Fredrik Olsson successfully defended his Ph.D. thesis December 19, 2008
Title: Bootstrapping Named Entity Annotation by Means of Active Machine Learning: A method for creating corpora
Time: Dec 19, 2008, at 13.15
Place: Lilla
hörsalen, Humanisten, University of Gothenburg
Opponent: Miles Osborne, The University of Edinburgh, School of Informatics
This thesis describes the development and in-depth empirical
investigation of a method, called BootMark, for bootstrapping the
marking up of named entities in textual documents. The reason for
working with documents, as opposed to for instance sentences or
phrases, is that the BootMark method is concerned with the creation of
corpora. The claim made in the thesis is that BootMark requires a
human annotator to manually annotate fewer documents in order to
produce a named entity recognizer with a given performance, than would
be needed if the documents forming the basis for the recognizer were
randomly drawn from the same corpus. The intention is then to use the
created named entity recognizer as a pre-tagger and thus eventually
turn the manual annotation process into one in which the annotator
reviews system-suggested annotations rather than creating new ones
from scratch. The BootMark method consists of three phases: (1) Manual
annotation of a set of documents; (2) Bootstrapping -- active machine
learning for the purpose of selecting which document to annotate next;
(3) The remaining unannotated documents of the original corpus are
marked up using pre-tagging with revision.
Five emerging issues are identified, described and empirically
investigated in the thesis. Their common denominator is that they all
depend on the realization of the named entity recognition task, and as
such, require the context of a practical setting in order to be
properly addressed. The emerging issues are related to: (1) the
characteristics of the named entity recognition task and the base
learners used in conjunction with it; (2) the constitution of the set
of documents annotated by the human annotator in phase one in order to
start the bootstrapping process; (3) the active selection of the
documents to annotate in phase two; (4) the monitoring and termination
of the active learning carried out in phase two, including a new
intrinsic stopping criterion for committee-based active learning; and
(5) the applicability of the named entity recognizer created during
phase two as a pre-tagger in phase three.

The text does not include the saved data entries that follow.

PR #840, opened 2023-01-24
PP-10626: Add disclaimers to idempotency docs

NathanD-GDS:
### Context
Recurring payments supports idempotency to prevent services charging paying users multiple times for the same payment.

Idempotency is documented but we haven’t yet build our implementation of idempotency. Our implementation may change from what is currently documented.

This PR:

- removes some of the existing detail from the idempotency section of the recurring payments docs, in case our implementation changes
- adds a disclaimer to the top of [idempotency section](https://docs.payments.service.gov.uk/recurring_payments/#use-idempotency-to-avoid-double-charging-a-user), explaining that idempotency is not built yet and could change

### DIFF
--- a/source/recurring_payments/index.html.md.erb
+++ b/source/recurring_payments/index.html.md.erb
@@ -211,19 +211,24 @@ Read more about creating payments in [our guidance for taking payments](/making_
 
 ### Use idempotency to avoid double-charging a user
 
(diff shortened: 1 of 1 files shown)


stephencdaly (approved):
LGTM!

PR #844, opened 2023-01-30
BAU — Fix quotation marks on MOTO card details through API page

alexbishop1:
On the ‘Use an external system to take MOTO payments by sending card details through the API’ page, fix `"authorisation_mode": "moto_api"` so it has "straight quotation marks" rather than “curly quotation marks” (because it’s code and not a beautifully-typeset novel).


stephencdaly (approved):

NathanD-GDS:
@alexbishop1 This is an issue in a lot of places in the docs, so I'm going to replace all of the curly quotation marks this week.

PR #847, opened 2023-02-06
PP-10486 Update error codes for RCP

james-peacock-gds:
Context: Requests to create or setup an agreement, or take recurring payments, should only be possible from accounts with RCP enabled. Connector will return a RECURRING_CARD_PAYMENT_NOT_ALLOWED error if the
account does not have RCP enabled. This should map to a specific error (P0942) regardless of the endpoint called.

- Remove P2103 (which was created to cover just the 'create agreement' requests) and replace with P0942 (which covers create and setup agreements, and taking recurring payments).


SandorArpa (approved):
LGTM

PR #875, opened 2023-05-16
PP-10977 remove expired status from agreement

SandorArpa:
### Context

We don’t have any process/code that sets the payment_instrument/agreement status to expired. Also, we don’t have any plans to set payment instruments to expired status.


alexbishop1 (approved):
`expired` is expired

PR #882, opened 2023-05-18
BAU: Use npm ci instead of install, and make pr-build the same as build-and-deploy

jfharden:
### Context
build-and-deploy fails, build-pr does not fail.

Lets make them identical, and make it easier to diagnose the failed step by enabling -x in bash (to echo the command before running it)

1. Use npm ci instead of install
2. Use npm --omit=dev instead of --only=production (a warning tells you do to this when it runs --only=production)
3. Make build-pr perform the same steps as build-and-deploy for their build step.


nlsteers (approved):

SandorArpa (approved):
LOKTM

PR #886, opened 2023-05-18
BAU: Update to ruby 3.2

jfharden:
### Context
Ruby 2.7 is EOL. We were stuck from upgrading to 3 by middleman, but middleman now works with ruby 3, so lets update!


SandorArpa (approved):
LOKTM

jfharden:
🥳 Success!

PR #895, opened 2023-06-09
PP-11088: Adds RP test cards for Stripe accounts

NathanD-GDS:
### Context
We have test card numbers for Stripe test accounts for one-off payments in tech docs https://docs.payments.service.gov.uk/testing_govuk_pay/#if-you-39-re-using-a-test-stripe-account 

Stripe provides different card numbers to test recurring card payments which cover different scenarios https://stripe.com/docs/payments/save-during-payment?platform=web#web-test-the-integration and can be added to tech docs.

This PR:

- adds a new 'Testing recurring payments on a test Stripe account' heading
  - adds a table with mock cards for testing RPs on Stripe
- clarifies some wording for mock RP cards on GOV.UK Pay testing accounts
- explains earlier on the page that Stripe and gov.uk Pay test accounts have different sets of mock cards

### DIFF
--- a/source/testing_govuk_pay/index.html.md.erb
+++ b/source/testing_govuk_pay/index.html.md.erb
@@ -56,6 +56,11 @@ You can enter any valid value for other payment fields. For example, the card ex
 
 Mock card numbers do not work with your live account.
 
+There are separate sets of mock card numbers for:
+
+* [GOV.UK Pay test accounts](#if-you-39-re-using-a-test-39-sandbox-39-account) 
+* [Stripe test accounts](#if-you-39-re-using-a-test-stripe-account)
+
 #### If you're using a test ('sandbox') account
 
 |Testing action |Card number | Card brand | Card type |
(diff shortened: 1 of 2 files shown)


source/testing_govuk_pay/index.html.md.erb
```diff
@@ -80,15 +85,17 @@ Mock card numbers do not work with your live account.
 |Invalid CVC code|4000000000000127|Visa| Credit or debit |
 |General error|4000000000000119|Visa| Credit or debit |
 
-##### Testing recurring payments
+##### Testing recurring payments on a test account
```
kbottla, line 88: Looks like this change is breaking a link somewhere

kbottla (commented):
Changes look good to me. Just one small breaking change to be addressed.

source/testing_govuk_pay/index.html.md.erb
NathanD-GDS: @kbottla This should be fixed now

kbottla (approved):

PR #905, opened 2023-07-05
PP-11138: Configure Dependabot for security updates only

katstevens:
### Context
See RFC https://github.com/alphagov/pay-architecture/discussions/97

The outcomes of the empirical investigations concerning the emerging
issues support the claim made in the thesis. The results also suggest
that while the recognizer produced in phases one and two is as useful
for pre-tagging as a recognizer created from randomly selected
documents, the applicability of the recognizer as a pre-tagger is best
investigated by conducting a user study involving real annotators
working on a real named entity recognition task.